Re: [PATCH v2 00/13] sched/fair/schedutil: Better manage system response time

From: Qais Yousef

Date: Sat May 30 2026 - 22:36:02 EST


On 05/29/26 09:53, Tom Gebhardt wrote:
> On 05/29/26 02:43, Qais Yousef wrote:
> > 7.0+ttwu+vincent is the best, right?
>
> Yes.
>
> > Have you verified your actual workload is seeing benefit? I think when
> > I scanned the github bug you references the original report was observing
> > a regression in some real setup, not this stressng tests.
>
> I am the reporter. The original issue (#7308) was observed as a drop in

Yes, I realized, thanks for taking the time to chase all of this :)

> camera frame rate when running two parallel IMX477 streams via libcamera on
> RPi5 under kernel 6.12+. The camera pipeline is pipe-IPC-heavy (GStreamer /
> libcamera internal queues), so the regression surfaced there first in a real
> workload. To isolate the cause I moved to synthetic pipe benchmarks
> (stress-ng), which confirmed and quantified the regression cleanly.
> A Raspberry Pi developer (popcornmix) also posted IPC benchmark results on
> the issue, independently confirming the trend across kernel versions
> (6.6=2065 > 6.18=1805 > 6.12=1662 > 7.0=1570 Kops/s).
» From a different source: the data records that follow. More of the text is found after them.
Issue #5545, opened 2024-05-24
Add a canonical script that installs Knative


tdiesler:
### Requirement

Installing Knative serving/eventing is a multistep process. It would help to have a common script that can be executed by users and tests.

lburgazzoli:
Relates to https://github.com/apache/camel-k/issues/5463

tdiesler:
```
minikube-delete && minikube-start && make images && kamel install
./e2e/knative/files/setup.sh && minikube tunnel
time go test -v -tags=integration ./e2e/knative --run TestKnativePlatformDetection
```

tdiesler:
PR: https://github.com/apache/camel-k/pull/5573

squakez:
Is this solved by #5573? Can I close or still any leftover?

PR #5573, opened 2024-06-03
(#5545) Add a canonical script that installs Knative

tdiesler:


e2e/knative/files/setup.sh
```diff
@@ -0,0 +1,244 @@
...
+
+SUDO=${SUDO:-sudo}
+
+echo -n "Checking yq ... "
+if which yq > /dev/null 2>&1; then
+  echo "ok"
+else
+  yq="yq_${OS}_${ARCH}"
+  echo "installing ${yq}-v${YQ_VERSION}"
+  ${SUDO} wget https://github.com/mikefarah/yq/releases/download/v${YQ_VERSION}/${yq} -O /usr/bin/yq && ${SUDO} chmod +x /usr/bin/yq
```
claudio4j, line 48: It's important to show that the script is going to use sudo to install that into the protected `/usr/bin` directory, maybe an echo of the command is good.

tdiesler: At this stage, the script will fail with a detailed message when something goes wrong. In case you want to have control over the install dir, you can always provide yq your self before you run the script - e.g. I did `brew install yq`

Perhaps you have some other security concern that I'm missing here, have you?

claudio4j: > We could perhaps require to have yq installed as a prerequisite like wget, kubectl

That would be good, to document the list of required tools.

tdiesler: Removed the yq install, which is now the only dependency

lburgazzoli: FWIW and probably too late, a way of providing additional software (especially if it can be installed by go install) is to install it in the local bin folder, as an example https://github.com/dapr-sandbox/dapr-kubernetes-operator/blob/main/Makefile#L313-L317. 

The reason to install a specific version  is that sometime the one provided by the os distribution may be outdated and not working as expected.

squakez (commented):
IIUC, this would require the user to run previously the script as well, is that right? In such case I think we should update the documentation to reflect the change and let the user know how to properly run the test.

tdiesler:
> IIUC, this would require the user to run previously the script as well, is that right? In such case I think we should update the documentation to reflect the change and let the user know how to properly run the test.

The script is optional - if you have knative installed already, it does nothing (except to report that it already found the knative namespaces).

squakez:
> The script is optional - if you have knative installed already, it does nothing (except to report that it already found the knative namespaces).

Good, then, we better reflect this in the documentation to let the user know how to properly run it.

christophd:
Sorry for being late to the party. I just wanted to mention the `kn-box` project that is maintained by the Knative committers: https://github.com/matzew/kn-box

tdiesler:
rebased, please give this another shot

tdiesler:
fails unrelated, pls try again

tdiesler:
repeatedly fails in 

```
❌ TestOLMOperatorUpgrade (16m29.34s)
❌ TestOLMOperatorUpgrade/OLM_upgrade (10m0.03s)
```

squakez:
Yes, the checks were failing because it required a rebase after 2.3.2 release. Merging anyway.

I was wondering if the real workload is as sensitive

>
> The stress-ng pipe stressor is therefore not an artificial worst-case -- it
> directly exercises the code path that causes the real-world camera regression.
> That said, I agree stress-ng amplifies the effect, and I cannot give you an
> exact frame-rate number yet with the ttwu+vincent patches applied.

No worries, don't want to ask you to do more work ;-)

>
> > IPC drops 14% on 7.0 stock. Due to stalling you reckon?
>
> Yes. The branch misprediction rate explains most of it. On Cortex-A76 a
> branch mispredict costs ~13 cycles. Normalised by instruction count:
>
> Kernel branch-miss rate vs 6.6
> ----------------- ----------------- ------
> 6.6.78 0.178% ref
> 7.0.0 stock 0.427% +140%
> 7.0.0+ttwu+vincent 0.271% +52%

This could potentially be due to the higher ctx switches

>
> The raw counts I reported yesterday were misleading because the instruction
> counts differ between kernels (different amounts of useful work). Apologies
> for not normalising upfront. The rate tells a cleaner story: stock EEVDF
> causes 2.4× more mispredictions per instruction than CFS, and ttwu+vincent
> brings that down to 1.5× -- significant improvement but not full recovery.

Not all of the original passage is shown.